“Entrepreneurs from less-privileged countries tend to be more sensible to the world’s biggest problems”

“Entrepreneurs from less-privileged countries tend to be more sensible to the world’s biggest problems”

Friday November 01, 2013,

4 min Read

Start-Up Chile has been one of the most successful government initiatives to encourage startup activity in a nation. The initiative was started in 2010 to bring in excitng ventures from across the globe into Chile and in the process, foster entrepreneurship within the nation. Start-Up Chile invests $40,000 into a company without taking in equity and 663 startups have undergone the program till date. Out of the 663 startups, 5.5% of them are Indian startups and then there are dozens of entrepreneurs who were raised in India but came to Chile with a US passport. India is the 4th most represented country in the Start-Up Chile community We got in touch with Horacio Melo, Executive Director at Start-Up Chile to talk about the diversity and the trends they've seen over time.


Horacio Melo
Horacio Melo

YS: You've got a very diverse set of entrepreneurs from across the globe. How is geography kept in mind while guiding a startup? Are there exerts for different regions?

HM: No, we don´t have experts per region. Here is the thing: we need global entrepreneurs. We are looking for entrepreneurs who embrace their cultural background and the things they have seen in the world, and use that knowledge to build global solutions, global products. So, the big challenge here is to use your local, specific cultural background to identify and solve global problems with your startup. What’s helpful with this challenge is the global community that we have: we have supported hundreds of entrepreneurs from 65+ countries, so when you get to the Start-Up Chile HQ you’ll be nicely “forced” to think global, because of the people you are talking to. It happens naturally.

YS: Any characteristics of Indian entrepreneurs you noticed?

HM: We really appreciate what Indian startups contribute to our community. There is a global conversation on how important it is that startup founders use their talents to solve the world’s biggest problems, and I perceive that Indian founders are a few steps ahead regarding that. Because of the things they have seen, because of their cultural background, many of the Indian founders we welcome are coming up with solutions to improve water access, or are building health-related startups. Apps for restaurants and friends are all fine and good, but the world has great problems that need urgent solutions, and the Indian entrepreneurs we have had the pleasure to welcome are sensible to those problems and are using their talent to offer solutions. We want entrepreneurs ready to change the world, and Indian founders are not afraid of that challenge.

YS: What is the core focus of Start-Up Chile?

HM: Our mission is to position Chile as the leading tech hub of LatAm. We believe said goal can be achieved via connectedness, not isolation. That’s why we attract entrepreneurs from around the globe, and ask them to come to Chile to build their projects while nurturing Chilean entrepreneurs with their knowledge. We don´t focus on specific industries. We need 2 things when we select our entrepreneurs: 1) excellence, because only great startups will position Chile as the leading innovation hub we want it to be 2) social impact: we need entrepreneurs who want to build a different world, and who are not afraid to accept the challenge of shaping the society we want our kids to live.

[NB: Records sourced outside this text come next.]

PR #1600, opened 2026-07-27
feat(workbench): derive federation shared dependencies from the app's package.json

gu-stav:
### Description

Every workbench remote bundles its own react and `@sanity/ui`, so a session with several remotes loads several copies, and a plugin module rendered inside another app's tree hits dual-React crashes. Nothing could redirect those imports: the build passed `shared: {}`, so the remotes compiled plain bundled imports with no share-scope lookup for a host to satisfy.

Remotes now consume the copies they can safely share from the host's federation share scope, falling back to their own when no host provides one. Versions negotiate rather than unify, so remotes deployed independently keep working when they sit on different versions.

A candidate is shared when the app declares it, it resolves, every copy in the tree is within one major, and it isn't a dependency of another selected candidate. The last two rules carry the weight:

- A share key is per specifier, not per resolved version, so every import collapses onto one virtual module built from the top-level copy. Two majors in the same tree means the other major's consumers lose exports they need, which fails the build (`@sanity/ui` v3 `ThemeProvider` under a v4 top-level copy). Module federation can express this per module through `include`/`exclude` version filters, but the vite plugin drops them as of 1.19.1.
- Module federation drops a share that another share depends on, but only in dev, which would leave dev and build with different maps. `@sanity/sdk` under `@sanity/sdk-react` hits exactly this.

`react-dom` is left out on purpose. Sharing it expands into a `react-dom/server` share through module federation's common-subpath table, and materialising that leaks a child-process handle: `sanity build` writes correct output, reports success, then never exits. Reproduced on the vite plugin 1.18.1 and 1.19.1 in any app whose graph reaches `react-dom/server`, which `sanity` does. It's worth ~177 KB per remote, so it gets its own follow-up once that's fixed upstream.

Nothing provides a share scope yet, so this stays inert until the workbench shell seeds one. Until then a core app's output grows about 5.7% (57 KB on `dev/drop-desk`) from the extracted fallback chunks; that reverses once a host provides and the fallbacks stop being fetched.

Part of SDK-2170.

### What to review

The four selection rules in `shared-dependencies.ts`, and the resolution walk. Resolution deliberately walks the `node_modules` ancestor chain by hand instead of using `require.resolve.paths`, which also appends the global and `NODE_PATH` folders — under pnpm that reaches the hidden hoisted `.pnpm/node_modules`, where every transitive package looks locally installed.

Derived maps from real builds, both exiting cleanly:

| App                         | Shares                                                           |
| --------------------------- | ---------------------------------------------------------------- |
| `fixtures/federated-studio` | `react` (exact 19.2.7), `styled-components`, plus react subpaths |
| workbench `dev/drop-desk`   | `react` (exact), `@sanity/sdk-react`, plus react subpaths        |

drop-desk declares `@sanity/ui` and it is correctly skipped: its top-level copy is `4.0.0-static.46` while `sanity` nests v3. `@sanity/sdk` is correctly dropped as a nested candidate.

react carries an exact `requiredVersion` rather than the default caret range, because its react-dom stays bundled and React requires the pair to be the same version.

### Testing

8 unit tests over the selection rules, plus the two real builds above.

### DIFF
--- a/.changeset/workbench-shared-dependencies.md
+++ b/.changeset/workbench-shared-dependencies.md
@@ -1,0 +1,5 @@
+---
+'@sanity/workbench-cli': patch
+---
+
+feat(workbench): share compatible react, `@sanity/ui`, `@sanity/sdk`, `@sanity/sdk-react` and `styled-components` copies from the host's federation share scope
--- a/packages/@sanity/workbench-cli/src/actions/build/vite/__tests__/shared-dependencies.test.ts
+++ b/packages/@sanity/workbench-cli/src/actions/build/vite/__tests__/shared-dependencies.test.ts
@@ -1,0 +1,113 @@
+import fs from 'node:fs'
+import os from 'node:os'
+import path from 'node:path'
+
+import {type PackageJson} from '@sanity/cli-core'
+import {afterEach, beforeEach, describe, expect, test} from 'vitest'
+
+import {deriveSharedDependencies} from '../shared-dependencies.js'
+
+describe('deriveSharedDependencies', () => {
+  let projectDir: string
+
+  beforeEach(() => {
+    projectDir = fs.mkdtempSync(path.join(os.tmpdir(), 'workbench-shared-deps-'))
+  })
+
+  afterEach(() => {
+    fs.rmSync(projectDir, {force: true, recursive: true})
+  })
+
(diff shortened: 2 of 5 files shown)


gu-stav:

- #1600 ◀

PR #1602, opened 2026-07-27
fix(cli): remove dead manifest flags from schemas deploy, list, and delete

runeb:
### Description

`--extract-manifest` / `--no-extract-manifest` and `--manifest-dir` are declared on `sanity schemas deploy`, `schemas list`, and `schemas delete` but wired to nothing. They stopped having any effect when the three commands were refactored to read the schema from the live workspace instead of a manifest file on disk (#390, #406, #473) — the flag declarations were left behind. Passing them was accepted and silently ignored.

`schemas deploy` was the worst case: its two flags were not `hidden`, and the command description actively promised behavior that no longer existed:

> Regenerates a manifest file by default. To re-use an existing manifest, use `--no-extract-manifest`.

This came up as a secondary finding while triaging AIGRO-5192 (a user passed `--no-extract-manifest` expecting it to change the deploy path, and it did nothing).

I removed the flags rather than implementing them: `deploySchemas` has no read-manifest-from-disk path at all, so making `--no-extract-manifest` real would be a new feature, not a bug fix. Happy to switch to deprecate-with-warning instead if you'd rather not take the unknown-flag error.

### What to review

- `commands/schemas/deploy.ts` — both flags removed, plus the stale manifest sentence in the description.
- `commands/schemas/list.ts` — both flags removed (already `hidden`), plus the same stale sentence.
- `commands/schemas/delete.ts` — both flags removed (already `hidden`).
- Worth confirming the call you made in #390/#406/#473 was to drop these rather than keep them for compatibility — you hid them on `list`/`delete` at the time, so tell me if that was deliberate staging toward removal or intended to stay.

Note the `extractManifest` / `manifestDir` options on `actions/deploy/deployStudioSchemasAndManifests.ts` are a different, live code path (studio `deploy`) and are untouched.

### Testing

- `pnpm test:unit --project=@sanity/cli` — 3320 tests, 0 failures.
- `pnpm check:types`, `pnpm check:lint` (0 errors), `pnpm check:deps` all pass.
- Verified no test, e2e spec, or help snapshot referenced either flag, and that `Flags` is still imported/used in all three files.

### Notes for release

Remove the `--extract-manifest` / `--no-extract-manifest` and `--manifest-dir` flags from `sanity schemas deploy`, `list`, and `delete`. The flags stopped doing anything when these commands moved to reading the schema from the live workspace instead of a manifest file, but were still accepted and silently ignored. Passing them now reports an unknown-flag error.

---

> [!NOTE]
> **Low Risk**
> CLI-only UX and flag parsing; schema deploy/list/delete behavior is unchanged aside from optional warnings for legacy flags.
> 
> **Overview**
> **Deprecates** `--extract-manifest` / `--no-extract-manifest` and `--manifest-dir` on `sanity schemas deploy`, `list`, and `delete`. Those flags were still accepted but had no effect after the commands switched to reading schemas from the live workspace.
> 
> Shared helpers in `removedManifestFlags.ts` re-register the flags as **hidden** (no defaults, so usage can be detected) and **`warnOnRemovedManifestFlags`** prints a clear deprecation message when any are passed. The three commands spread `removedManifestFlags` and call the warning at the start of `run`.
> 
> **Removes** outdated command descriptions that still claimed manifest regeneration / `--no-extract-manifest` behavior on **deploy** and **list**. Unit tests cover warning copy for single flags, negated `--no-extract-manifest`, and combined usage.
> 
> <sup>Reviewed by [Cursor Bugbot](https://cursor.com/bugbot) for commit 67f5fd8387a619618d3267b721ec1e5253c02743. Bugbot is set up for automated code reviews on this repo. Configure [here](https://www.cursor.com/dashboard/bugbot).</sup>

### DIFF
--- a/.changeset/schemas-remove-dead-manifest-flags.md
+++ b/.changeset/schemas-remove-dead-manifest-flags.md
@@ -1,0 +1,7 @@
+---
+"@sanity/cli": patch
+---
+
+Remove the `--extract-manifest` / `--no-extract-manifest` and `--manifest-dir` flags from `sanity schemas deploy`, `list`, and `delete`.
+
+The flags stopped doing anything when these commands moved to reading the schema from the live workspace instead of a manifest file, but they were still accepted and silently ignored — and `deploy` still advertised manifest re-use in its help text. Passing them now reports an unknown-flag error. Behavior is otherwise unchanged.
--- a/.changeset/schemas-remove-dead-manifest-flags.md
+++ b/.changeset/schemas-remove-dead-manifest-flags.md
@@ -2,6 +2,6 @@
 "@sanity/cli": patch
 ---
 
-Remove the `--extract-manifest` / `--no-extract-manifest` and `--manifest-dir` flags from `sanity schemas deploy`, `list`, and `delete`.
+Deprecate the `--extract-manifest` / `--no-extract-manifest` and `--manifest-dir` flags on `sanity schemas deploy`, `list`, and `delete`.
 
-The flags stopped doing anything when these commands moved to reading the schema from the live workspace instead of a manifest file, but they were still accepted and silently ignored — and `deploy` still advertised manifest re-use in its help text. Passing them now reports an unknown-flag error. Behavior is otherwise unchanged.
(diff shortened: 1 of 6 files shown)


binoy14 (approved):
Hadn't removed them thinking it might be a breaking change because if you pass that flag now it will error

binoy14 (changes requested):
opps previous one was supposed to be a question

runeb:
> Hadn't removed them thinking it might be a breaking change because if you pass that flag now it will error

@claude this comment from binoy is a good point. Could we keep the change that removes the now void usage example, but instead of erroring on these flags just output a warning that they are no longer effective?

PR #1604, opened 2026-07-27
fix(cli): stop printing "null" as the user when authenticating with a token

runeb:
### Description

Closes AIGRO-5269. Found while verifying AIGRO-5071 (now closed).

An API token resolves to a user with `email: null` and `provider: 'sanity-token'` — confirmed against `/v2025-08-30/users/me` with a real `developer`-role robot token:

```
id:       'p-hN9kdnhZSVMU'
name:     '… (Robot)'
email:     null
provider: 'sanity-token'
```

But `SanityOrgUser.email` was typed as a non-optional `string`, so TypeScript actively concealed this at every site that formatted a user. On token auth — the path agents and CI take — that produced:

| where | before |
| -- | -- |
| `sanity init` success line | `✔ You are logged in as null using Sanity-token` |
| generated `package.json` | `"author": "Name <null>"` |
| `sanity debug` | `Email: null` |

The package.json one is the worst of the three: it persists into the user's project rather than scrolling past in a terminal, and `Name <null>` isn't valid npm author syntax.

### What to review

- `cli-core/src/types.ts` — `email: string | null`, and `provider` widened to include `'sanity-token'`. **This is the load-bearing change**; the rest only typechecks honestly because of it. Widening it surfaced one real consumer (`actions/debug/types.ts`), which had copied the same wrong assumption.
- `actions/auth/getProviderName.ts` — adds `getUserDisplayName()` (email → name → id). Also maps `sanity-token` to `an API token`, since the generic branch was title-casing it into `Sanity-token`.
- `util/getProjectDefaults.ts:68` — emits the bare name when there's no email, instead of `Name <null>`.
- `commands/debug.ts:234` — `(none)` rather than `null`. Note `debug --json` still emits a real `null` here, which seems right for machine output.

One judgment call worth a second opinion: I put `getUserDisplayName` in `getProviderName.ts` since both are small user-formatting helpers used together at the same call sites. Happy to split it into its own module if you'd rather keep that file single-purpose.

### Testing

- New `actions/auth/__tests__/getProviderName.test.ts` — 10 cases covering the provider map, the `sanity-token` mapping, the full fallback chain, and an explicit assertion that output never contains `null`. There was no prior coverage of either function.
- `pnpm test:unit --project=@sanity/cli --project=@sanity/cli-core` — 3330 tests, 0 failures.
- `pnpm check:types`, `pnpm check:lint`, `pnpm check:deps` all pass.

Not covered by automated tests: an end-to-end `sanity init` under a robot token to see the generated package.json. The formatting logic is unit-tested, but I haven't watched the file get written.

### Notes for release

Stop rendering a literal `null` when authenticating with an API token. Token auth resolves to a user with no email, so `sanity init` printed `You are logged in as null using Sanity-token`, wrote `"author": "Name <null>"` into the generated `package.json`, and `sanity debug` reported `Email: null`. User-facing output now falls back to the account name, and `SanityOrgUser.email` is correctly typed as nullable.

---

> [!NOTE]
> **Low Risk**
> Localized CLI formatting and type widening for token users; no auth or API behavior changes.
> 
> **Overview**
> **Fixes user-facing CLI output when auth uses an API token** (robot users have `email: null` and `provider: 'sanity-token'`).
> 
> `SanityOrgUser` in **cli-core** now types `email` as `string | null` and adds `'sanity-token'` to `provider`. New **`getUserDisplayName()`** (email → name → id) and **`sanity-token` → "an API token"** in `getProviderName` drive **`sanity init`** login success lines. **`getProjectDefaults`** writes the bare account name into `package.json` author when there is no email (avoids `Name <null>`). **`sanity debug`** shows `Email: (none)` instead of `null` in human-readable output.
> 
> Unit tests cover provider mapping and the display-name fallback chain.
> 
> <sup>Reviewed by [Cursor Bugbot](https://cursor.com/bugbot) for commit 598a9f2a580a5653bf23148201be23432cb14681. Bugbot is set up for automated code reviews on this repo. Configure [here](https://www.cursor.com/dashboard/bugbot).</sup>

### DIFF
--- a/.changeset/user-display-name-token-auth.md
+++ b/.changeset/user-display-name-token-auth.md
@@ -1,0 +1,6 @@
+---
+"@sanity/cli": patch
+"@sanity/cli-core": patch
+---
+
+Stop rendering a literal `null` when authenticating with an API token. Token auth resolves to a user with no email, so `sanity init` printed `You are logged in as null using Sanity-token`, wrote `"author": "Name <null>"` into the generated `package.json`, and `sanity debug` reported `Email: null`. User-facing output now falls back to the account name, and `SanityOrgUser.email` is correctly typed as nullable.
--- a/.changeset/user-display-name-token-auth.md
+++ b/.changeset/user-display-name-token-auth.md
@@ -3,4 +3,4 @@
 "@sanity/cli-core": patch
 ---
 
-Stop rendering a literal `null` when authenticating with an API token. Token auth resolves to a user with no email, so `sanity init` printed `You are logged in as null using Sanity-token`, wrote `"author": "Name <null>"` into the generated `package.json`, and `sanity debug` reported `Email: null`. User-facing output now falls back to the account name, and `SanityOrgUser.email` is correctly typed as nullable.
+Show the account name instead of `null` when authenticating with an API token, which has no email address.
--- a/packages/@sanity/cli/src/actions/auth/__tests__/getProviderName.test.ts
+++ b/packages/@sanity/cli/src/actions/auth/__tests__/getProviderName.test.ts
@@ -14,15 +14,6 @@ function createUser(overrides: Partial<SanityOrgUser> = {}): SanityOrgUser {
 }
 
 describe('getProviderName', () => {
-  test.each([
-    ['google', 'Google'],
-    ['github', 'GitHub'],
-    ['sanity', 'Email'],
-    ['saml-acme', 'SAML'],
-  ])('maps %s to %s', (provider, expected) => {
-    expect(getProviderName(provider)).toBe(expected)
-  })
-
   test('reads as prose for API tokens, rather than "Sanity-token"', () => {
     expect(getProviderName('sanity-token')).toBe('an API token')
   })
@@ -48,9 +39,5 @@ describe('getUserDisplayName', () => {
 
   test('falls back to the id when neither email nor name is usable', () => {
     expect(getUserDisplayName(createUser({email: null, name: ''}))).toBe('abc123')
-  })
-
-  test('never renders a literal "null"', () => {
-    expect(getUserDisplayName(createUser({email: null}))).not.toMatch(/null/)
   })
 })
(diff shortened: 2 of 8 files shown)


.changeset/user-display-name-token-auth.md
```diff
@@ -0,0 +1,6 @@
+---
+"@sanity/cli": patch
+"@sanity/cli-core": patch
+---
+
+Stop rendering a literal `null` when authenticating with an API token. Token auth resolves to a user with no email, so `sanity init` printed `You are logged in as null using Sanity-token`, wrote `"author": "Name <null>"` into the generated `package.json`, and `sanity debug` reported `Email: null`. User-facing output now falls back to the account name, and `SanityOrgUser.email` is correctly typed as nullable.
```
jonahsnider: this can probably just be a one liner

packages/@sanity/cli/src/actions/auth/__tests__/getProviderName.test.ts
```diff
@@ -0,0 +1,56 @@
...
+
+describe('getProviderName', () => {
+  test.each([
+    ['google', 'Google'],
+    ['github', 'GitHub'],
+    ['sanity', 'Email'],
+    ['saml-acme', 'SAML'],
+  ])('maps %s to %s', (provider, expected) => {
+    expect(getProviderName(provider)).toBe(expected)
+  })
```
jonahsnider: does this test do anything? doesn't really seem valuable

jonahsnider (changes requested):

packages/@sanity/cli/src/actions/auth/__tests__/getProviderName.test.ts
runeb: Agreed, removed. That block asserted a hardcoded lookup table against hardcoded expectations, and those four mappings aren't part of this change anyway — it would only ever fail if someone deliberately edited the map.

Also dropped a `never renders a literal "null"` case that was redundant with the fallback test above it. Down to 5 tests, all covering behaviour this PR actually changes.

.changeset/user-display-name-token-auth.md
runeb: Trimmed to one line:

> Show the account name instead of `null` when authenticating with an API token, which has no email address.

runeb:
Good review @jonahsnider, thanks! Pushed changes

jonahsnider (approved):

YS: Do you see similarities in ideas from different regions when you go through the applications?

HM: Not so much, but, as explained before, entrepreneurs from less-privileged countries tend to be more sensible to the world’s biggest problems, and we love that.

YS: What's the road ahead for Startup Chile?

HM: At the moment we are very, very focused on our execution. 2012 was a year when we created and launched a lot of things: a global awareness campaign (the SUPBoat) and we got started with our DemoDays, both in Chile (3 DemoDays) and Silicon Valley (3 DemoDays). This year, instead, we are focusing on perfection: we want to improve our selection process (we are getting +1500 applications per round, 3 times a year) and we want to have stronger ties with investors and with key players in the startup ecosystem of Chile and LatAm.